Однако сам при этом подумал о том, что князь утратил чувство меры. В его поступках в последнее время отсутствовала привычная дальновидность. Он как будто внезапно ослеп и не мог отыскать дорогу. Дорогу в темноте...

Теперь-то Калеб очень хорошо сознавал, что главную роль прежде все же играл погибший брат как человек, присматри­вавшийся к знакам судьбы, к знамениям, к воле высших сил. Без него разум второго брата будто иссох. Ему не хватало ни холодного расчета, ни воли, ни воображения.
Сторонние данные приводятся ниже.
PR #20256, opened 2026-07-28
Add Textile (on-chain FX DEX) TVL adapter

tomer-ba-text:
Adds a TVL adapter for **Textile**, an on-chain FX liquidity network (FX DEX).

**Site:** https://app.textilecredit.com · **Docs:** https://docs.textilecredit.com

**Methodology:** Textile is non-custodial. Market makers ("Stitch" bots) quote both sides of each FX corridor from their own wallets, and swaps settle atomically through a stateless reactor, so no funds are custodied in protocol contracts. TVL is the corridor-token inventory those makers hold on each chain. The adapter reads the maker set and the corridor tokens from the Textile subgraph, then sums balances on-chain per chain, so it self-updates as makers and corridors change.

**Chains:** Ethereum, BSC, Base, Celo (per-chain, as DefiLlama expects).

Corridors include cNGN, wARS, wBRL (local-currency stablecoins), XAUt (gold), and WETH, quoted against USDT/USDC.

## Summary by CodeRabbit

* **New Features**
  * Added TVL tracking for Textile across Ethereum, BNB Chain, Base, and Celo.
  * Added support for calculating TVL from supported collateral and debt tokens.
  * Added methodology information describing Textile’s TVL calculation.

### DIFF
--- a/projects/textile/index.js
+++ b/projects/textile/index.js
@@ -1,0 +1,45 @@
+const { graphQuery } = require("../helper/http");
+
+// Textile is a non-custodial on-chain FX DEX. Market makers ("Stitch" bots) quote
+// both sides of each corridor from their own wallets, and swaps settle atomically
+// through a stateless reactor, so nothing is custodied in protocol contracts. TVL is
+// the inventory those makers hold in the corridor tokens on each chain. The maker set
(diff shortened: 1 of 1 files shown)


RohanNero:
Thank you for the PR

PR #20263, opened 2026-07-28
Add SUBFROST

Vdto88:
**SUBFROST** is a decentralized custodian on Bitcoin L1. It issues **frBTC**, a synthetic bitcoin pegged 1:1 to BTC, against BTC held by a FROST signer set (6-of-9 threshold Schnorr).

- Website: https://subfrost.io
- App: https://app.subfrost.io
- Chain: Bitcoin
- Category: Bridge

## Methodology

TVL is the BTC held in the SUBFROST custody addresses that back frBTC, read straight from the Bitcoin chain via `sumTokens`.

frBTC is issued on **two** Bitcoin metaprotocols, Alkanes and BRC2.0, each with its own custody address; both are included. The frBTC minted against those deposits is **not** counted separately, so nothing is double counted.

## On the two addresses

Neither is an arbitrary constant — each is the taproot output key of the signer set. The Alkanes one is re-derivable from Bitcoin L1 at any time: the frBTC alkane `[32:0]` returns the signer's 32-byte internal pubkey from opcode 103 (`GET_SIGNER`), and the address is the standard BIP341 tweak of that key with no script tree. The exact RPC call is in the code comment.

It is pinned in `bitcoin-book` rather than derived at runtime because this repo carries no bitcoin/bech32/secp256k1 dependency to perform the tweak with. Happy to change the approach if you'd prefer it otherwise.

## Testing

```
$ node test.js projects/subfrost.js

--- bitcoin ---
BTC                       6.83 M
Total: 6.83 M

------ TVL ------
bitcoin                   6.83 M
total                     6.83 M
```

`check-bitcoin-duplicates` reports no conflict with an existing entry. Category follows the existing precedent for wrapped-BTC issuers on `chains:["Bitcoin"]` (WBTC, FBTC, sBTC are all Bridge).

## Summary by CodeRabbit

* **New Features**
  * Added Subfrost Bitcoin TVL tracking.
  * TVL now reflects on-chain Bitcoin balances held in Subfrost custody addresses for both frBTC deployments.
  * Added support for two Subfrost Bitcoin custody addresses used to compute TVL.

### DIFF
--- a/projects/subfrost/index.js
+++ b/projects/subfrost/index.js
@@ -1,5 +1,5 @@
-const { sumTokens } = require("./helper/sumTokens");
-const bitcoinAddressBook = require("./helper/bitcoin-book/index.js");
+const { sumTokens } = require("../helper/sumTokens");
+const bitcoinAddressBook = require("../helper/bitcoin-book/index.js");
 
 // SUBFROST is a decentralized custodian on Bitcoin L1. It issues frBTC, a synthetic
 // bitcoin pegged 1:1 to BTC, against BTC held by a FROST signer set. frBTC is issued
--- a/projects/helper/bitcoin-book/index.js
+++ b/projects/helper/bitcoin-book/index.js
@@ -18,20 +18,6 @@ const bitomato = ["bc1qgmtx3caf8rlxmzw703ga2sljv3rkkj39e4ysk9"];
 
 const lbank = ["1MZwhQkkt9wy8Mwm4rx5W3AYiDCJLasffn"];
 
-// SUBFROST frBTC custody. Neither address is an arbitrary constant: each is the
-// taproot output key of the FROST signer set that holds the BTC backing frBTC.
-// The Alkanes one can be re-derived from Bitcoin L1 at any time: the frBTC alkane
-// [32:0] returns the signer's 32-byte internal pubkey from opcode 103 (GET_SIGNER),
-// and the address is the standard BIP341 tweak of that key (no script tree).
-// Any metashrew/alkanes node can answer it, e.g. https://mainnet.subfrost.io/v4/subfrost
-//   {"method":"alkanes_simulate","params":[{"target":{"block":"32","tx":"0"},
-//    "inputs":["103"],"alkanes":[],"transaction":"0x","block":"0x","height":<tip>,
-//    "txindex":0,"vout":0}]}
-const subfrost = [
-  "bc1p5lushqjk7kxpqa87ppwn0dealucyqa6t40ppdkhpqm3grcpqvw9s3wdsx7", // Alkanes
-  "bc1pxn3gr0hy70exhdqjzawtuygppzdrk3mer3wlaa2gzkmruk3rrt4qga2qaj", // BRC2.0
-];
-
 const stacksSBTC = [
   // https://docs.stacks.co/concepts/sbtc/clarity-contracts/sbtc-deposit
   "bc1pl033nz4lj7u7wz3l2k2ew3f7af4sdja8r25ernl00thflwempayswr5hvc",
@@ -1175,12 +1161,18 @@ module.exports = {
     "3AHghpZ5GAU7rjTXHv4Xmfe6BLavJxnzbo",
     "3Pr9uMzcEtmmCLShywSrsHq6Xqy9taEdXh",
   ],
-  subfrost,
   circleBTC: [
     '1JkKmG26nUBcPS99TsCVsReSXvLkEai4ca',
     '1KVBNjpYfJvASdzeTAwqNbe9WecpKyugM3',
     '1HkJ6hcN4h4PtUYHiSi1hrUEUKQJmedM6z',
     '1FXxhAa9yKCG8WgCTrbSsdGKuC6QzN3Gq9',
+  ],
+  subfrost = [
+    // The FROST signer set's taproot output keys that hold the BTC backing frBTC.
+    // Alkanes custody derived from Bitcoin L1 by reading [32:0] opcode 103 (GET_SIGNER) on any metashrew/alkanes node
+    // for the signer's 32-byte internal pubkey, with standard BIP341-tweak (no script tree).
+    "bc1p5lushqjk7kxpqa87ppwn0dealucyqa6t40ppdkhpqm3grcpqvw9s3wdsx7", // Alkanes
+    "bc1pxn3gr0hy70exhdqjzawtuygppzdrk3mer3wlaa2gzkmruk3rrt4qga2qaj", // BRC2.0
   ],
 };
 
--- a/projects/helper/bitcoin-book/index.js
+++ b/projects/helper/bitcoin-book/index.js
@@ -1167,7 +1167,7 @@ module.exports = {
     '1HkJ6hcN4h4PtUYHiSi1hrUEUKQJmedM6z',
     '1FXxhAa9yKCG8WgCTrbSsdGKuC6QzN3Gq9',
   ],
-  subfrost = [
+  subfrost: [
     // The FROST signer set's taproot output keys that hold the BTC backing frBTC.
     // Alkanes custody derived from Bitcoin L1 by reading [32:0] opcode 103 (GET_SIGNER) on any metashrew/alkanes node
     // for the signer's 32-byte internal pubkey, with standard BIP341-tweak (no script tree).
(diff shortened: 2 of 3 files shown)


projects/subfrost/index.js
```diff
@@ -0,0 +1,16 @@
...
+const owners = bitcoinAddressBook.subfrost;
+
+async function tvl(api) {
+  return sumTokens({ owners, api });
+}
+
+module.exports = {
+  bitcoin: { tvl },
+  methodology: `TVL is the BTC held in the SUBFROST signer custody addresses that back frBTC, read directly from the Bitcoin chain. Covers both frBTC deployments: Alkanes and BRC2.0. frBTC minted against these deposits is not counted separately, so nothing is double counted.`,
+};
```
RohanNero, line 16: Could you please rename/move this into `projects/subfrost/index.js`

RohanNero (changes requested):

RohanNero (approved):

RohanNero:
Thank you for the PR

Vdto88:
Hey team — following up on the pre-merge check note that this PR was missing the new-listing template fields. Here they are, so the protocol entry can be created:

**Name (to be shown on DefiLlama):** SUBFROST

**Twitter Link:** https://x.com/subfrost_news

**List of audit links if any:** — (the end-to-end SUBFROST protocol has not been audited yet; a Halborn engagement begins Sep 1, 2026. The underlying FROST-on-taproot primitive was reviewed by the Zcash team. We'd rather leave the audits field empty than overstate this — details are in the methodology.)

**Website Link:** https://subfrost.io

**Logo (High resolution, will be shown with rounded borders):** https://subfrost.io/subfrost-logomark.svg (SVG, square 320×320; happy to provide a raster PNG if preferred)

**Current TVL:** ~$6.8M (per this adapter's CI run)

**Treasury Addresses (if the protocol has treasury):** —

**Chain:** Bitcoin

**Coingecko ID (leave empty if no token):** —

**Coinmarketcap ID (leave empty if no token):** —

**Short Description (to be shown on DefiLlama):** SUBFROST wraps BTC into frBTC 1:1 on Bitcoin metaprotocols (Alkanes and BRC2.0), with mint/redeem executed by a 6-of-9 FROST threshold signer group.

**Token address and ticker if any:** —

**Category (full list at https://defillama.com/categories):** Bridge

**Oracle Provider(s):** —

**forkedFrom (does your project originate from another project):** —

**methodology (what is being counted as tvl, how is tvl being calculated):** BTC held at the two documented SUBFROST custody addresses backing frBTC issuance across both metaprotocol deployments (Alkanes and BRC2.0), summed via sumTokens. Custody has consistently held a reserve above outstanding frBTC supply. Protocol fees: 0.1% on wrap/unwrap; swaps on the native AMM charge 1% (0.8% LP / 0.2% protocol).

**Github org/user (Optional, if your project is open source):** https://github.com/subfrost

Vdto88:
Thanks for creating the entry — I can see it on the API now (`/protocol/subfrost`, id 8317, category Bridge). Two small things:

**1. Twitter handle.** The entry currently has `twitter: "gabe_subfrost"`, which is a team member's personal account. The protocol account is **@subfrost_news** — that's where the project publishes (e.g. https://x.com/subfrost_news/status/2071636563356692834). Could you switch it?

**2. TVL is still empty** (`tvl: []`, `currentChainTvls: {}`) and the public page doesn't render yet. The entry is only a couple of hours old so this is probably just the first-run delay — no rush at all. Flagging only in case something is needed on our side to link the entry to the adapter: it lives at `projects/subfrost/index.js` and the CI check on this PR reported `bitcoin 6.83 M`.

Everything else in the entry looks right. Thanks again.

Vdto88:
Following up now that the page is live — thanks, TVL populated and `defillama.com/protocol/subfrost` reads $6.87m.

One correction still outstanding: the entry's twitter is `gabe_subfrost`, which is a team member's personal account. The protocol account is **@subfrost_news**.

Adding the detail I did not have earlier, in case it helps prioritise it: the older `@subfrost_io` handle was **suspended by X**, so `subfrost_news` is not a preference between two accounts — it is the only live one. Anyone who follows the link on the entry today lands on a personal profile instead of the protocol.

Nothing else in the entry needs changing.

Vdto88:
Different topic from the SUBFROST listing above, and a question rather than a request, because the answer decides whether any code is worth writing.

**Would you consider Alkanes as a chain entry under Bitcoin?**

Alkanes is the metaprotocol SUBFROST is built on: a WASM smart contract environment whose state lives in Bitcoin transactions and is derived by indexing them. It has no consensus of its own, no validator set, no native token, and no gas token. Execution is paid for in BTC, in ordinary Bitcoin fees.

I checked what exists today before asking, so the question is narrow:

- Of the 461 entries in `/v2/chains`, the Bitcoin-adjacent ones are Bitcoin, Rootstock, Stacks, Merlin, Bitcoincash and Botanix. All of them are sidechains or L2s with their own consensus and their own gas token (`RBTC`, `STX`, `MERL`).
- No Bitcoin metaprotocol is listed at all. No Runes, Ordinals, BRC-20 or Alkanes.
- `Rootstock` is the only entry with `parent: { chain: "Bitcoin", types: ["gas"] }`, which is the grouping that produces `defillama.com/chains/bitcoin`.

So I am not asking for a new category. I am asking whether Alkanes fits the slot that already exists, `parent.chain: "Bitcoin"` with `types: ["gas"]`, which is exactly Rootstock's shape: gas inherited from the parent chain.

Two things I think are not blockers, and I would rather you tell me if I am wrong:

1. **No native token.** `Base` carries `geckoId: null` and `symbol: null` with $4.55b, so a chain entry clearly does not require one. Alkanes would be the same, with `types: ["gas"]` pointing at BTC.
2. **Double counting.** SUBFROST's TVL is BTC held in L1 custody and belongs on Bitcoin, where it is today. It would not move. What has no home right now is TVL denominated in Alkanes tokens: AMM pool liquidity, the FIRE vault, orbitals. That is the content of an Alkanes entry, and it is disjoint from the BTC figure you already have.

The honest difference from Rootstock is that Alkanes has no consensus of its own, its state is a deterministic function of Bitcoin blocks. That is the actual question: does an execution environment that inherits both consensus and gas from Bitcoin count as a chain to you, or do you prefer that this TVL keeps arriving as separate protocols filed under the Bitcoin chain, which is what our listing already does?

Two dependencies I already know I would owe you if the answer is yes:

- **Pricing.** frBTC pegs to BTC, so that part is easy. DIESEL and FIRE have no CoinGecko id, so pool TVL would need a price source you accept, or the adapter values pools by their BTC side only.
- **State reads.** Your helpers speak EVM RPC and Alkanes state is not reachable that way. Reading it needs an Alkanes indexer (metashrew), so the adapter would either query one or derive balances itself. I read the rule about no project-specific npm packages, which is part of why I am asking before writing anything.

Happy to do the work either way. I just do not want to build an adapter against a chain key that will not exist.

Vdto88:
Correction to my own comment above, plus the concrete shape I think this should take. I measured rather than assumed, and one claim I made does not hold.

**What I got wrong.** I said Alkanes TVL would be disjoint from the Bitcoin figure you already have. That is true of only half of it. The DIESEL/frBTC pool (`2:77087`) holds 99.26 frBTC against 121,361.63 DIESEL, while total frBTC custody is 107.85 BTC, so 92% of all issued frBTC sits in that single pool. Its frBTC leg is the same BTC your Bitcoin entry already counts through SUBFROST, about $6.34m. Counting it under an Alkanes entry would be double counting, and you would be right to reject that.

Both legs of an AMM pool carry equal value by construction, so the DIESEL side is also ~$6.34m, and that part exists nowhere on DefiLlama today. The FIRE vault (`2:77628`) holds 45.74 LP of that same pool, 1.72% of supply, so it is a claim on the pool rather than new value. frUSD (`4:1776`) is deployed but its supply is still zero. So the honestly uncounted figure today is one pool leg, not a portfolio.

**What I think follows.** Two separate things, and only one of them needs a chain:

1. Regardless of the chain question, the right structure for us looks like `parentProtocol`: SUBFROST as the parent, with the bridge, the AMM and the FIRE vault as children, and the overlap declared through `excludeTvlFromParent` rather than hidden. That keeps FIRE and, when it has supply, frUSD visible as products without inflating any total. If you agree, I will open that as an adapter PR and mail the metadata as support suggested.
2. The chain entry is a weaker ask on today's numbers and I would rather say so than oversell it: one pool, and DIESEL has no CoinGecko id, so the only price available is the ratio of the pool being measured, which is circular. If you have an accepted pattern for that, I will follow it.

The reason I still think the chain is worth considering is not our TVL. It is that Alkanes has other protocols that currently have nowhere to file, and no Bitcoin metaprotocol is represented on DefiLlama at all today. A chain key under Bitcoin would give them a destination instead of each one arguing its own case. If you would rather see that demand demonstrated first, say so and I will come back when more than one protocol is asking.

For completeness on the mail thread: support confirmed the twitter handle fix, and said chain metadata only matters once changes are accepted in an adapter PR here, which is why I am keeping this in the repo rather than by mail.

                                                            * * *                       

Утром, во время скудного завтрака, состоявшего из похлеб­ки и куска черствого хлеба, Олаф услышал от своего сторожа новость: ночью неожиданно сдох медведь-убийца, пожиратель несчастных, детище слепой жестокости князя.

Олаф вспомнил о Гуннаре и злорадно усмехнулся. Зверь ненамного пережил убитого им викинга.

— Помяни мое слово, — бормотал старый венед, запивая кусок жареной свинины хорошим глотком эля. — Скоро здесь появится новый хозяин леса, сколько их уже было на моей памяти?

Венед говорил просто так, для себя, не рассчитывая на понимание со стороны пленника. Но пьяному это и не особо нужно.

А между тем Олаф все больше понимал местный язык, но вида не подавал. Обманчивое впечатление того, что он поч­ти ничего не понимает из разговоров, делало венедов более раскованными рядом с ним. Хотя все сознавали: говорить лишнее — себе дороже. Да и случай с псарем у всех был на памяти. А один из постоянных сторожей Олафа, длинноу­сый старик, и вовсе к нему относился хорошо. Привык, что норманн не слишком разговорчив, да и на каком языке с ним говорить?

А старику, особенно когда он выпивал медовухи, нужен был слушатель, пусть и молчаливый. Олаф иногда думал, что венед говорят с ним так, как обычно разговаривают с домашними животными, с той же собакой. Говорят, что попало, а ты сиди и слушай, можешь и вовсе спать — разницы никакой нет.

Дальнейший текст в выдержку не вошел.